À l’occasion des festivités du 1er mai 2026, le ministre de l’Emploi, de la Protection sociale et de la Formation professionnelle, Adama Kamara, a lancé un appel vibrant aux fonctionnaires et agents de l’État pour une adhésion massive à la retraite complémentaire.
Entre promesses gouvernementales et nouvelles exigences syndicales, la Journée internationale des droits du travail a été marquée par une volonté de l’Etat de Côte d’Ivoire de renforcer la protection sociale.

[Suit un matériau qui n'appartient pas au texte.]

PR #3689, opened 2026-07-28
[Bug]Fix launcher/clipboard panels covering fcitx5 preedit on Hyprland

shinnkka:
## Summary

On Hyprland, noctalia's panels and fcitx5's preedit window both use the Overlay layer-shell layer, causing noctalia's panels to render above and completely obscure the IME preedit box — users cannot see what they are typing.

Le message du gouvernement ivoirien est clair : la sérénité à la retraite se prépare dès aujourd’hui. Lors de son allocution officielle ce vendredi, le ministre de l’Emploi, de la Protection Sociale et de la Formation professionnelle, Me Adama Kamara, a exhorté les fonctionnaires à ne pas se contenter des acquis actuels.
Pour lui, la retraite complémentaire est un impératif pour l’avenir. Le ministre de l’Emploi a insisté sur la nécessité de souscrire à la complémentaire par capitalisation. S’adressant aux agents en activité avant août 2020 qui avaient initialement refusé le prélèvement automatique, il les a invités à autoriser ces retenues à la source.
« Les avantages liés à votre fonction s’arrêtent avec elle. Seule votre pension, boostée par vos cotisations additionnelles, vous garantira une retraite paisible », a martelé Adama Kamara, rappelant que les améliorations salariales accordées par le président Alassane Ouattara offrent désormais la marge financière nécessaire pour investir dans cette prévoyance.
Le ministre a également réitéré l’importance de la Couverture maladie universelle (CMU) et du Régime social des travailleurs indépendants (RSTI), soulignant que le paiement régulier des cotisations est le seul gage d’une solidarité nationale efficace.
Du côté des partenaires sociaux, l’heure est aux perspectives d’avenir. Mamadou Soro, secrétaire général de la Centrale Humanisme, a annoncé l’ouverture, dès ce mois de mai 2026, de discussions cruciales sur la revalorisation des salaires minima catégoriels.
Il a également pointé du doigt les mutations profondes du marché du travail, citant l’émergence de l’Intelligence artificielle (IA). Selon lui, il est urgent de redéfinir les relations entre travailleurs, patronat et État face à cette révolution technologique.
De son côté, Yves Kodibo, leader de l’UNATR-CI, a porté des revendications plus sociales, réclamant l’arrêt des « affectations-sanctions » contre les syndicalistes et demandant la suppression des taxes sur les services funéraires.
Clôturant les échanges, le Premier ministre Robert Mambé a tenu à rassurer les travailleurs. Tout en prenant acte des doléances exprimées, il a affirmé que le gouvernement apporterait des « réponses très concrètes » pour sécuriser les conditions de travail sur l’ensemble du territoire.